With the help of subtle verbal suppression, Roland Pollard dictates the distribution of roles at any time: he is the powerful director superstar (although self-pitying in the best “Fishing for Compliments” style), she is the writer who is completely inexperienced in the business. He lures her with private cinema visits to his latest film and invitations to popular VIP parties, and in return she writes about these same films. Instead of using this starting point to cleverly observe and, in the best case, even question the normal Hollywood madness, director and screenwriter Woody Allen simply cements common clichés of the dream factory and drags his limitlessly naive protagonist further and further into a swamp of mutual dependence. Elle Fanning’s Ashleigh is chased by one powerful filmmaker into the arms of the next, until at some point she finds herself half-naked in a superstar’s apartment in order to have sex with him – just prudish and reserved, now under the influence of alcohol. This character change is not only absolutely unbelievable in this short narrative time, it almost seems parodic in the context of this almost brazen plot about a woman who inevitably cannot escape the beautiful eyes of successful men, no matter how smart and clever she is initially introduced . By the way, “A rainy Day in New York” seems in many places like a kind of “Now more than ever!” comment from Allen on the accusations that were made to him again and again during his career. And no matter whether intentional or not: the end result is questionable in any case.

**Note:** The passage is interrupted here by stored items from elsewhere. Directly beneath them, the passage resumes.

PR #313, opened 2023-02-21
Prefer transaction.download() over directly using PackageDownloader

evan-goode:
Use the new [transaction.download()](https://github.com/rpm-software-management/dnf5/pull/294) in a couple places instead of using PackageDownloader directly. 

Not sure whether it's worth it to use it [here](https://github.com/rpm-software-management/dnf5/blob/adfdfb0535b62b96a8a4015dedbae663483f2ba9/dnf5daemon-server/services/goal/goal.cpp#L157) since download callbacks need to be set up.

### DIFF
--- a/dnf5/context.cpp
+++ b/dnf5/context.cpp
@@ -270,26 +270,8 @@ void download_packages(const std::vector<libdnf::rpm::Package> & packages, const
     }
 
     std::cout << "Downloading Packages:" << std::endl;
-    try {
-        downloader.download(true, true);
-    } catch (const std::runtime_error & ex) {
-        std::cout << "Exception: " << ex.what() << std::endl;
-    }
+    downloader.download(true, true);
     std::cout << std::endl;
-}
-
-void download_packages(libdnf::base::Transaction & transaction, const char * dest_dir) {
-    std::vector<libdnf::rpm::Package> downloads;
-    for (auto & tspkg : transaction.get_transaction_packages()) {
-        if (transaction_item_action_is_inbound(tspkg.get_action()) &&
-            tspkg.get_package().get_repo()->get_type() != libdnf::repo::Repo::Type::COMMANDLINE) {
-            downloads.push_back(tspkg.get_package());
-        }
-    }
-
-    if (!downloads.empty()) {
-        download_packages(downloads, dest_dir);
-    }
 }
 
 namespace {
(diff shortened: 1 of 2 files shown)


dnf5/context.cpp
```diff
@@ -634,7 +620,11 @@ bool Context::check_gpg_signatures(const libdnf::base::Transaction & transaction
 
 
 void Context::download_and_run(libdnf::base::Transaction & transaction) {
-    download_packages(transaction, nullptr);
+    try {
+        transaction.download();
+    } catch (const std::runtime_error & ex) {
```
j-mracek, line 625: What kind of exception do you excerpt to catch?

j-mracek: I see that there is a set of various errors that it could trow.

dnf5/context.cpp
```diff
@@ -634,7 +620,11 @@ bool Context::check_gpg_signatures(const libdnf::base::Transaction & transaction
...
+        std::cout << "Exception: " << ex.what() << std::endl;
+    }
```
j-mracek, line 627: At this state you cannot continue with dnf5. The process must be terminated (nicely not with a core dump).

j-mracek: There is a bug report for that - [Bug 2149377](https://bugzilla.redhat.com/show_bug.cgi?id=2149377) - [dnf5] dnf5 says not downloaded packages have invalid signatures

evan-goode: Yeah, here I'm copying the existing error handling behavior from `download_packages`. But you're right, I'm not sure why the error is caught and logged there.

I will take this out.

j-mracek:
@m-blaha May I ask you for your opinion for part related to Daemon?

dnf5/commands/download/download.cpp
```diff
@@ -122,22 +122,15 @@ void DownloadCommand::run() {
...
             }
         }
-        download_pkgs.reserve(transaction.get_transaction_packages().size());
-        for (auto & tspkg : transaction.get_transaction_packages()) {
-            if (transaction_item_action_is_inbound(tspkg.get_action()) &&
-                tspkg.get_package().get_repo()->get_type() != libdnf::repo::Repo::Type::COMMANDLINE) {
-                download_pkgs.push_back(tspkg.get_package());
-            }
-        }
+        transaction.download();
```
j-mracek, line 125: This modification makes failing test for download command. The problem is that the original implementation  downloaded packages into current directory, but the new implementation downloads them to cache of repository. There are two possibilities - to keep the original code or to change `destdir` for each repository to current directory ".".

evan-goode: Oh I didn't see that, thanks. I think it will be best for now to keep the existing implementation. Earlier today @jan-kolarik suggested changing the API to add a setter for specifying a transaction's download destination, rather than having the destination dir as an argument to `transaction.download()`. So I think he's planning on changing things soon, might as well keep it as-is for now.

evan-goode:
Looks like we're back to passing integration tests.

PR #314, opened 2023-02-22
swig: Drop unused Python-specific typemaps

jan-kolarik:
As `std::optional` was dropped from the public API, these typemaps for Python are not needed anymore.


kontura:
Thank you!

Issue #443, opened 2023-04-11
Implement exclude_from_weak and exclude_from_weak_autodetect configuration


j-mracek:
Both options were introduced after DNF5 fork, therefore there are not included in or code base.

- [x] Implement configuration option
- [x] Add support to the goal for `exclude_from_weak`
- [x] Implement logic for auto-detection

Note - DNF5 does not need any new or modify API, because configuration options are enough for modification of DNF5/libdnf5 behavior

Links:
https://github.com/rpm-software-management/libdnf/pull/1279
https://github.com/rpm-software-management/dnf/pull/1780
https://github.com/rpm-software-management/ci-dnf-stack/pull/1005

PR #504, opened 2023-05-03
Add support for exclude from weaks

j-mracek:
CI tests - https://github.com/rpm-software-management/ci-dnf-stack/pull/1268

Resolves - https://github.com/rpm-software-management/dnf5/issues/443


libdnf/base/goal.cpp
```diff
@@ -1758,6 +1852,14 @@ base::Transaction Goal::resolve() {
         p_impl->rpm_goal.set_installonly_limit(cfg_main.get_installonly_limit_option().get_value());
     }
 
+    // Set exclude weak dependencies from confiduration
```
jan-kolarik, line 1855: Minor: `confiduration` -> `configuration`

libdnf/base/goal.cpp
```diff
@@ -1690,6 +1693,97 @@ void Goal::Impl::add_paths_to_goal() {
...
+        return;
+    }
+    rpm::PackageQuery base_query(base, rpm::PackageQuery::ExcludeFlags::APPLY_EXCLUDES);
+    rpm::ReldepList reldep_list(base);
+
+    std::vector<std::string> installed_names;
+    installed_names.reserve(installed_query.size());
+
+    // Investigate uninstalled recommends of installed packages
+    for (auto pkg : installed_query) {
```
jan-kolarik, line 1720: Better to use `const auto & pkg`?

libdnf/base/goal.cpp
```diff
@@ -1690,6 +1693,97 @@ void Goal::Impl::add_paths_to_goal() {
...
+        }
+    }
+
+    // Investigate supplements of only available packages with a different name to installed packages
+    // We can use base_query, because it is not useful anymore
+    base_query.filter_name(installed_names, sack::QueryCmp::NEQ);
+    // We have to remove all installed packages from testing set
+    base_query -= installed_query;
+    rpm::PackageSet exclude_supplements(base);
+    for (auto pkg : base_query) {
```
jan-kolarik, line 1760: Better to use `const auto & pkg`?

libdnf/base/goal.cpp
```diff
@@ -1690,6 +1693,97 @@ void Goal::Impl::add_paths_to_goal() {
...
+    rpm::PackageQuery base_query(base, rpm::PackageQuery::ExcludeFlags::APPLY_EXCLUDES);
+    rpm::ReldepList reldep_list(base);
+
+    std::vector<std::string> installed_names;
+    installed_names.reserve(installed_query.size());
+
+    // Investigate uninstalled recommends of installed packages
+    for (auto pkg : installed_query) {
+        installed_names.push_back(pkg.get_name());
+        for (auto recommend : pkg.get_recommends()) {
```
jan-kolarik, line 1722: There's probably no reason not having the `ReldepList::add(const Reldep &);`. After making it const we could switch also here and below in supplements to iterate using `const auto &`, but it's not anything major I guess...

libdnf/base/goal.cpp
```diff
@@ -1690,6 +1693,97 @@ void Goal::Impl::add_paths_to_goal() {
...
+            if (libdnf::rpm::Reldep::is_rich_dependency(recommend.to_string())) {
+                // Rich dependencies are skipped because they are too complicated to provide correct result
+                continue;
+            };
+            rpm::PackageQuery query(base_query);
+
+            //  There can be installed provider in different version or upgraded packed can recommend a different
```
jan-kolarik, line 1729: `packed` -> `package`?

libdnf/base/goal.cpp
j-mracek: I was not sure who owns the package object. But I guess that reference should work, because the iterator should be owned by query.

Also due to Elle Fanning’s acting, which repeatedly crosses the boundaries of overacting and makes the character of Ashleigh particularly extremely annoying (“The Neon Demon”) puts everything about her and her involvement in the Hollywood scene clearly at the center of “A Rainy Day in New York”. With the storyline surrounding Ashleigh’s friend Gatsby, which was later downgraded to a subplot, Woody Allen was able to temporarily regain a bit of his old class. When the young man, left to his own devices in the absence of his girlfriend, strolls through rainy New York, meets up with a good friend, runs into old acquaintances by chance and stops by to visit his father and his new partner and his mother ( a late conversation between Gatsby and his mum is clearly the best scene in the film), everyone manages to make nice detailed observations every now and then in these short conversations. This is particularly true of the relationship between Gatsby and Chan. Timothée Chalamet (“Beautiful Boy”) and Selena Gomez (“The Dead Don’t Die”) harmonize excellently as a maybe-maybe-or-not couple, among whom not everything that needs to be said has been said, and give “A rainy Day in New York” the lightness of classic Woody Allen for at least a few scenes. Romance films. But in the end the story relies too much on its steamy Hollywood maiden in the arms of aging film stars – releasing this film in 2019 is at least brave if not completely inappropriate.

Conclusion: Regardless of whether Woody Allen intended “A Rainy Day in New York” to be a cinematic all-round blow to his critics, or whether it just looks damn clear that way: no one needed this film in this form.

“A rainy Day in New York” can be seen in USA cinemas from December 5th.